A) A graphical representation of the method for deriving the set of 102 key genes pathways, where highly significant (FDR ≤ 0.05) pathways in at least 8/10 data subsets were selected and then leading-edge genes that were significant (FDR ≤ 0.1) in at least 2 datasets from different missions were accepted. B) A heatmap showing regulatory changes in the key genes within each rodent data subset. C) Shows the graph resulting from linking every gene (visualized as a node) to its five top synergistic partners, as described in the main text and the methods section. We also show the three most significant functional clusters obtained through PPI analysis. D) Shows a functionally clustered set of 1060 genes, in which all key genes have been manually added to visualize the functional correlations present in the key gene sets and how they relate to other highly variable genes. E) Shows the decision boundary of the key gene model with the largest synergistic effect between two genes. F) Shows the decision boundary of the model with the highest predictive performance overall using only two genes. Both models have plausible biological interpretations, as outlined in the text.

Figure 4. The pro le of the key genes in astronauts.

A) Heatmap investigating changes in the rodent skin data key genes in astronaut data derived from the NASA Twins, JAXA CFE, JAXA hair follicle data, and Inspiration4 studies. B) Heatmap showing average expression scaled in blood PBMCs data from the Inspiration4 mission for different timepoints. C) Heatmap showing average expression in skin data from the Inspiration4 mission for different skin layers.

Figure 5. Behavior of the specific genes associated with skin health in astronauts and rodents.

A) The orange (suppressed) and green (enriched) heatmap shows the normalized enrichment score (NES) of pathways that are significant (FDR ≤ 0.25) in at least 1. The red (upregulated) and blue (downregulated) heatmap shows the t-score for leading edge genes from the significant pathways that are significant (FDR ≤ 0.1) in at least 2 data subsets. B) The circular heatmap shows changes from the genes in A in human data.

Figure 6. DNA damage and repair pathways being regulated in rodents flown to space.

Heatmap of pathways relating to DNA damage response and repair mechanisms, highly significant (FDR ≤ 0.1) in at least 1 data subset.

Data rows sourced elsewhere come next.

PR #4452, opened 2025-09-30
[Java 25] Duplicate assignment to final field possible with multiple constructors using this() delegation

### LINKED ISSUE #4449: [Java 25] Duplicate assignment to final field possible with multiple constructors using this() delegation
The following code should NOT compile and fail with "The final field i may already have been assigned":

```java
public class TestDuplicateAssignment {

  final int i;
  
  // if you comment out this constructor it reports correct error message
  public TestDuplicateAssignment(Integer o) {
    this(o.intValue());
  }
  
  public TestDuplicateAssignment() {
    this.i = 1;
    this(2);
    System.out.print(this.i);
  }
  
  public TestDuplicateAssignment(int i) {
    this.i = i; // <-- the failure must be here
  }

}
```

This happens with the Eclipse IDE, but also ECJ version I20250926-1800.

Interestingly, if you comment out the *first* constrcutor it fails due to the duplicate assignment. The fix from https://github.com/eclipse-jdt/eclipse.jdt.core/issues/4416 does not help, it fails in the same way before and after.

It fails consistently with OpenJDKs javac:

```
> Compilation failed; see the compiler output below.
  Hinweis: Wiederholen Sie die Kompilierung mit -Xlint:deprecation, um Details zu erhalten.
  Hinweis: Einige Eingabedateien verwenden oder ├╝berschreiben eine veraltete API.
  C:\...\TestDuplicateAssignment.java: Fehler: Variable i wurde möglicherweise bereits zugewiesen
      this(2);
          ^
  1 Fehler
```

@srikanth-sankaran @stephan-herrmann

stephan-herrmann:
+ introduce (Unconditional)DualFlowInfo to co-maintain two flow infos
  1. field initialization info
  2. ctor prologue infos + field initialization info
Constructed and deconstructed in TypeDeclaration.internalAnalyseCode
Transparent for all other code locations.
+ further fine tuning:
  - if all ctors have a prologue then their combined infos are binding for all initializers
  - otherwise that DualFlowInfo is created
+ additionally complain about final fields initialized before this()
  - actually before analysing its arguments
  - assignments in arguments are already reported during their analysis

Fixes https://github.com/eclipse-jdt/eclipse.jdt.core/issues/4449

### DIFF
--- a/org.eclipse.jdt.core.tests.compiler/src/org/eclipse/jdt/core/tests/compiler/regression/SuperAfterStatementsTest.java
+++ b/org.eclipse.jdt.core.tests.compiler/src/org/eclipse/jdt/core/tests/compiler/regression/SuperAfterStatementsTest.java
@@ -3331,4 +3331,161 @@ public class SuperAfterStatementsTest extends AbstractRegressionTest9 {
 		----------
 		""");
 	}
+	public void testGH4449a() {
+		runNegativeTest(new String[] {
+			"X.java",
+			"""
+			public class X {
+
+			  final int i;
+
+			  public X() {
+			    this.i = 1;
+			    this(2);
+			    System.out.print(this.i);
+			  }
+
+			  public X(int i) {
+			    this.i = i;
+			  }
+
+			}
+			"""
+		},
+		"""
+		----------
+		1. ERROR in X.java (at line 7)
+			this(2);
+			^^^^^^^^
+		The final field i may already have been assigned
+		----------
+		""");
+	}
+	public void testGH4449b() {
+		runNegativeTest(new String[] {
+			"X.java",
+			"""
+			public class X {
+
+			  final int i;
+			  public X(Integer o) { this(o.intValue()); }
+			  public X() {
+			    this.i = 1;
+			    this(2);
+			    System.out.print(this.i);
+			  }
+
+			  public X(int i) {
+			    this.i = i;
+			  }
+
+			}
+			"""
+		},
+		"""
+		----------
+		1. ERROR in X.java (at line 7)
+			this(2);
+			^^^^^^^^
+		The final field i may already have been assigned
+		----------
+		""");
+	}
+	public void testGH4449c() {
+		runNegativeTest(new String[] {
+			"X.java",
+			"""
+			public class X {
+
+			  final int i;
+			  public X(Integer o) { this.i = o.intValue(); }
+			  public X() {
+			    this.i = 1;
+			    this(2);
+			    System.out.print(this.i);
+			  }
+
+			  public X(int i) {
+			    this.i = i;
+			  }
+
+			}
+			"""
+		},
+		"""
+		----------
+		1. ERROR in X.java (at line 7)
+			this(2);
+			^^^^^^^^
+		The final field i may already have been assigned
+		----------
+		""");
+	}
+	public void testGH4449d() {
+		runNegativeTest(new String[] {
+			"X.java",
+			"""
+			class X {
+				final Integer f1 = 1;
+				final Integer f2;
+				final Integer f3;
+				final Integer f4;
+				{
+					// f1 DA
+					// f2 DU
+					// f3 PUA
+					// f4 PUA
+					Integer l1;
+					f2 = 2 * f1;
+					if (cond())
+						l1 = f3;
+					else
+						f3 = 3;
+					// f1 DA
+					// f2 DA
+					// f3 PUA
+					// f4 PUA
+				}
+
+				X() {
+					f3 = 31;
+					f4 = 4;
+					// after prologue:
+					// f1 DU
+					// f2 DU
+					// f3 DA
+					// f4 DA
+					super();
+				}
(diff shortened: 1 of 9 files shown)


stephan-herrmann:
Now for some words what's going on here, since the change is quite large, and still known to be incomplete:

Following [the observation](https://github.com/eclipse-jdt/eclipse.jdt.core/issues/4449#issuecomment-3351776115) that our flow analysis infra structure is lacking for the task at hand, I invented a new mechanism of piggy-back dual analysis, that produces two results during one AST traversal.
1. for analysing initializers (field initializers and initializer blocks) we need to start with a merge of all ctor prologue infos. This is needed because factually initializers run *after* any such prologue
2. next we may need a result of analysing all initializers *without* such prologue information as the starting info for analysing contructors that don't (directly or indirectly via `this()` call) leverage any prologue.

Both results are now produced behind the facade of a `DualFlowInfo` which externally behaves like a regular `FlowInfo`. Only, when done we can magically extract the (2) results :)

Creating class `DualFlowInfo` by subclassing `ConditionalFlowInfo` was surprisingly easy. Those already do all the dispatching to two internal flow infos, so only few methods had to be adapted. Many callers, however, explicitly expect to get an `UnconditionalFlowInfo` for further processing. This required the creation of a second new class `UnconditionalDualFlowInfo`, which is already larger then `DualFlowInfo`, and still missing a few overrides that are probably necessary for full operation. Though large, I still believe this class to be appropriate because most overrides could be done quite mechanically.

This already passed all of compiler regression tests. I nevertheless plan to reduce the impact by more smarts of avoiding the creation of a `DualFlowInfo` where not strictly necessary, notably, when both constituents are essentially equal. Perhaps this optimization could then be turned off using a hidden flag, for more stress testing of the new classes :)

stephan-herrmann:
> I nevertheless plan to reduce the impact by more smarts of avoiding the creation of a `DualFlowInfo` where not strictly necessary, notably, when both constituents are essentially equal.

I first determined that out of 13523 compiler regression tests 28 tests created a `DualFlowInfo` with equals constituents. When I saw in one of these tests, that both parts where actually "empty", i.e., no relevant inits recorded, I added a check preventing further processing of prologueInfo if empty, in that block where `DualFlowInfo` are created. Result: all of those 28 tests ceased creating `DualFlowInfo` (all of these had non-trivial arguments in their `constructorCall`, which however don't produce any inits).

Figure 7. Mitochondrial specific analysis on rodent Spaceflight skin tissue.

(A) Heatmap of pathways relating to the mitochondria, highly significant (FDR ≤ 0.05) in at least 1 data subset. (B) Decision boundary for the 2-gene model related to mitochondrial changes. The model indicates an increased removal of the toxic D2H compound in mitochondria through upregulation of D2HGDH, which is less pronounced when PPP1R3Bexpression is suppressed.

Figure 8. Astronaut physiological markers compiled from up to 50 astronauts.

A) Specific blood markers which contain data points for pre-launch (L−), flight (FD), and return to Earth (R+). The numbers on the x-axis axis indicate the number of days for each group. Interim Resistive Exercise Device (iRED) is shown in blue and Advanced Resistive Exercise Device (ARED) is shown in red. B) Specific blood markers which contain data points for pre-launch (L−) and return to Earth (R+). C) Specific urine markers which contain data points for pre-launch (L−), flight (FD), and return to Earth (R+). The statistics on the data are * p < 0.001 for significantly different from L-45 and ‡ p < 0.01 significantly different from ARED.

Figure 9. Predicted potential countermeasures for mitigating spaceflight response to the skin.

Predicted drug signatures using the key genes across each dataset represented by a hierarchically clustered heat map. A positive (orange) activation state implies key gene expression changes are consistent with mRNA expression changes observed with the indicated drug from curated causal gene expression relationship studies. A negative (blue) activation state implies the key gene expression changes are opposite to mRNA changes observed with the indicated drug.